If a bulky electrical box has to be placed at the edge of a public park, what’s the best way to conceal it so that it won’t detract from its surroundings? How about an air-conditioning condenser beside a historical building, or a portable toilet along a scenic trail?
At the conference on Computer Vision and Pattern Recognition in June, researchers from MIT and several other institutions take a first stab at answering these types of questions, with a new algorithm that can analyze photos of a scene, taken from multiple perspectives, and produce a camouflage covering for an object placed within it.
The researchers developed a range of candidate algorithms and tested them using Amazon’s Mechanical Turk crowdsourcing application, scoring them according to the amount of time volunteers took to locate camouflaged objects in synthetic images. Objects hidden by their best-performing algorithm took, on average, more than three seconds to find — significantly longer than the casual glance the camouflage is intended to thwart.
According to Andrew Owens, an MIT graduate student in electrical engineering and computer science and lead author on the new paper, the problem of disguising objects in a scene is, to some degree, the inverse of the problem of object detection, a major area of research in computer vision.
“Usually these algorithms exploit certain cues — maybe they’re looking for the contours of the object, or the silhouette of the object, the boundaries,” Owens says. “With camouflage, you want to avoid these cues. Conceptually, a cue that would be good for detecting an object is something that you want to remove.”
Greed works
In their new paper, Owens and his collaborators — William Freeman, an MIT professor of computer science and engineering and one of his thesis advisors; Connelly Barnes of the University of Virginia; Flyby Media’s Alex Flint; and Hanumant Singh of the Woods Hole Oceanographic Institution — assume that the object to be concealed is box-shaped, since that’s generally true of the real-world scenarios in which they envision their technology being applied.
All of the candidate algorithms begin at the same place: For each camera angle, they generate a set of coverings for the object’s visible faces that would make it blend into the background perfectly. Of course, a pattern that works well from one camera angle could make the object stick out like a sore thumb from another, so the algorithms then begin making trade-offs.
The simplest algorithm, which the researchers used as a baseline, averages the color values of the patterns produced for each face from each camera angle. The next algorithm simply picks one angle at random for each face.
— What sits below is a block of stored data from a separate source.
PR #407, opened 2017-06-13
Change real space backing thin devs to 1 GiB

trgill:
Updated the initial size of real space allocated to back
a thin pool to 768 MiB.  Stratis currently gives thin devices a
virtual size of 1 TiB.  The XFS filesystem consumes ~547 MiB for
meta data when provisioned over a 1 TiB device.  If the
INITIAL_DATA_SIZE is only 512 MiB, Stratis will need to extend the
pool as the filesystem is writing the meta data.  Thin pool
expansion is not yet in place.  This update will allow provisioning
XFS without running out of real space in the pool.

### DIFF
--- a/src/engine/strat_engine/pool.rs
+++ b/src/engine/strat_engine/pool.rs
@@ -37,7 +37,7 @@ const META_LOWATER: u64 = 512;
 const DATA_LOWATER: DataBlocks = DataBlocks(512);
 
 const INITIAL_META_SIZE: Sectors = Sectors(16 * Mi / SECTOR_SIZE as u64);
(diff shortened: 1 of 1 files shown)


agrover:
I'm ok with this change. However, either in this PR or a follow-on I think we need to make sure things are consistent between the INITIAL_*_SIZE consts and MIN_DEV_SIZE. If we create a pool with a single blockdev of MIN_DEV_SIZE, we should not run out of room in carving it up.

mulkieran:
I'm not certain that the new value shouldn't be 768 MiB, i.e., 256 + 512. That leaves plenty of space, but should also. allow the MIN_DEV_SIZE to remain at 1 GiB.

PR #408, opened 2017-06-13
Complete a simplified version of setup

mulkieran:


mulkieran:
rebased.

mulkieran:
@agrover @trgill I'm seeking preliminary feedback on this one.

src/engine/strat_engine/pool.rs
```diff
@@ -105,22 +109,46 @@ impl StratPool {
...
+        let blockdevs = try!(get_blockdevs(&metadata, devnodes));
+        let (thinpool, mdv) = try!(get_dmdevs(uuid, &blockdevs, &metadata));
+        let filesystems = try!(get_filesystems(uuid, &thinpool, &mdv));
+        let thindev_ids =
+            ThinDevIdPool::new_from_ids(filesystems.iter().map(|x| x.thin_id()).collect());
+        Ok(StratPool {
+               name: metadata.name,
+               pool_uuid: uuid,
+               block_devs: BlockDevMgr::new(blockdevs),
+               filesystems: Table::new(),
```
mulkieran: Whoops! I forgot, need to get the filesystems into the table. Otherwise, shoudl be good.

agrover:
setup_thinpooldev seems to unconditionally wipe the meta device's sectors, which seems good for the initialize path, but not so good for the setup path.

mulkieran:
Added a test. Maybe it will fail?

mulkieran:
The very first initialization step in the new test returns an error. Good test!

mulkieran:
rebased

mulkieran:
I think wiping the sectors is good for the setup path, assuming a clean shutdown previously, which is what were doing. So there's no point in messing with it now.

agrover:
If the sectors are wiped on setup, the info on which blocks in the data area map to which thin devs is lost.

mulkieran:
When we tear down the thinpool dev we tear down its meta and its data dev. When we setup from a clean shutdown, we assume that the metadev is not around and make a new one.

It makes sense that the metadev handles metadata about the the thin devices in the thinpool. That's what it is for. But I don't understand how that metadata is preserved when we are tearing down the metadata device when we tear down the engine.

agrover:
Tearing down removes the DM device but any data that was previously written to its sectors remain on the disk. When (re)created, the thinpool target will look for its metadata in the meta device, and if it's zeroed out then it will think it is a new thinpool rather than a recreated existing one. Stratis would then read the MDV, see it has a filesystem with thin id 7, try to create that thin dev, and the thin pool would return an error since its internal metadata no longer tracks that such a thin dev was ever created.

mulkieran:
rebased. However, this is incomplete since reconstructed ```thin_pool_meta_spare``` is just an empty vec.

mulkieran:
Superceded by #415.

Issue #259, opened 2017-03-13
revisit hard coded data blocksize and low water mark


trgill:
Should be more adaptive to what make sense.

mulkieran:
I think these means that these values should not be constants, but instead configurable.

agrover:
low water mark will not be using a hardcoded value, see https://github.com/stratis-storage/stratisd/issues/1083.

That leaves hardcoded data blocksize as a question. For 1.0, the answer is surely no. Beyond that.. maybe someday?

Going to close this issue, we can revisit in the future.

PR #411, opened 2017-06-15
Get rid of a TODO which is certainly in the wrong place

mulkieran:
At this point, the values, although hard-coded are not literals, they're
constants, defined elsewhere. There is an issue for the problem:
https://github.com/stratis-storage/stratisd/issues/259. We can remove the
TODO.


mulkieran:
@trgill review?

PR #412, opened 2017-06-15
Move cleanup code into a separate module

mulkieran:
There will be very much more as time goes on.

Use newly created wipe_blockdevs() method where appropriate.

Tidy up some cleanup code adding TODOs where appropriate.

### DIFF
--- a/src/engine/strat_engine/blockdevmgr.rs
+++ b/src/engine/strat_engine/blockdevmgr.rs
@@ -18,6 +18,7 @@ use super::super::consts::IEC;
 use super::super::errors::{EngineError, EngineResult, ErrorEnum};
 use super::super::types::{DevUuid, PoolUuid};
 
+use super::cleanup::wipe_blockdevs;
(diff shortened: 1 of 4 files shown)


mulkieran:
@agrover @trgill review?

This is starting to block #408 .

Also, note the TODOs. These mark where we should be updating a hypothetical state machine, or, by some other means, communicating the problem in a programmatic way.

Note, however, that the TODOs are in very distinct locations, one in blockdevmgr and the other in pool. That means that any state machine we update must be global, or perhaps we need to enrich the return type of a lot of methods, or perhaps we actually need to be writing this information in some kind of file somewhere, or some combination thereof.

mulkieran:
One option is to pass the state machine, owned by the engine as a mutable reference. That would be a helpful indication in the signature of the method of its effects.

agrover:
👍 for this PR without the environment state commit, based on our discussion in team mtg.

mulkieran:
rebased and whatnot.

PR #413, opened 2017-06-15
StratFilesystem::initialize should call ThinDev::new()

trgill:
StratFilesystem::initialize shouldn't call StratFilesytem::setup
since ::setup calls ThinDev::setup.  On the ::initialize call,
we need to use ThinDev::new().


agrover:
lgtm 👍

PR #414, opened 2017-06-15
Run thin_repair

agrover:
If ThinPoolDev::setup fails due to CheckFailed, run thin_repair. If that
succeeds then swap meta and meta_spare and continue.

Some work here to track meta_spare segments in on-disk metadata.

Relies on some dm-rs changes to expose device rename, as well as returning
moved lineardevs in CheckFailed error so we can try again.


mulkieran:
Superceded by #415.

PR #421, opened 2017-06-19
Put devicemapper use directive below other crate use directives

mulkieran:
It is more specific than other non-standard crates because it is a Stratis
project.


mulkieran:
See https://github.com/stratis-storage/stratis-docs/issues/43.

PR #427, opened 2017-06-22
Add a Default implementation for Table, ActionQueue and SimEngine

mulkieran:
Also for Randomizer, in order to make implementation for SimEngine easier.
Get rid of new(), and use default() where appropriate.


mulkieran:
This is just barely an improvement, but it fixes a previous mistake, so it is going in.

PR #430, opened 2017-06-27
Get rid of some clippy complaints

mulkieran:
These are all clippy motivated updates.

This gets rid of a few clippy errors and runs clippy target verbosely for greater detail.

Getting rid of these particular errors should expose the remaining, where as leaving these particular errors in obscures all the other errors.

### DIFF
--- a/Makefile
+++ b/Makefile
@@ -44,7 +44,7 @@ docs:
 	cargo doc --no-deps
 
 clippy:
-	RUSTFLAGS='-D warnings' cargo build --features "clippy"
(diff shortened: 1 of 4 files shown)


mulkieran:
@trgill review?

mulkieran:
stratisd no longer compiles on nightly, but I don't know why. This might be something that the Rust people would like to know, but, in the mean time, we shouldn't try to work on these clippy errors, since we can only run clippy on nightly.

mulkieran:
@trgill review, please?

mulkieran:
@trgill review?

PR #432, opened 2017-06-29
Use AddAssign instead of Assign

mulkieran:
This change gets rid of clippy error assign_op_pattern.


mulkieran:
@trgill review?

Neither of these fared particularly well on Mechanical Turk.
A slightly more sophisticated algorithm, which the researchers dubbed “greedy,” identifies those camera angles that require the least distortion of the patterns applied to each face. To create the illusion of a circle seen head on, for instance, a face at an oblique angle to the camera would have to have an ellipse superimposed on it. The sharper the angle, the more elongated the ellipse would need to be.
The greedy algorithm tries to minimize the difference between the shape perceived by the viewer and the shape patterned on the object. Once it’s identified a group of angles that meet that criterion, it selects the one that generates coverings for the largest number of faces.
Less is more
The researchers’ first attempt at a more sophisticated algorithm divided each face of the object into a grid, each square of which takes color values corresponding to a single camera angle. The algorithm then selected a value for each square that offered the best approximation of views from as many angles as possible. But it also ensured that the transitions between regions corresponding to different angles were smooth.
This can lead to some odd visual artifacts. As an experiment, the researchers used their algorithm to produce a camouflage covering for a box placed on a bookshelf in their lab. When the viewer faces the box from a particular angle, a book on the shelf appears to fork. A projection of the book’s spine on the top face of the box approaches a corner and, in order not to introduce jarring discontinuities, sends tendrils down both adjacent faces. But as peculiar as that bifurcation looks upon close inspection, the smoothness of the boundaries means that it doesn’t call attention to itself.
In some preliminary tests on Mechanical Turk, however, the greedy algorithm fared surprisingly well. The researchers inferred that that’s because the topology of the environments they were considering naturally limited the number of angles from which photos could be taken. The least distorted pattern from one such privileged angle probably works reasonably well for neighboring angles.
So they created yet another algorithm, which, like the greedy algorithm, selected a pattern drawn from a single perspective for each face. But like the grid algorithm, it performed that selection in a more principled way, choosing for each face the perspective that worked best from as many angles as possible while allowing for smooth transitions between faces. Indeed, Owens says, this algorithm — the best-performing algorithm on the Mechanical Turk tests — could be thought of as a special case of the grid algorithm, in which the grid on each face consists of a single large square.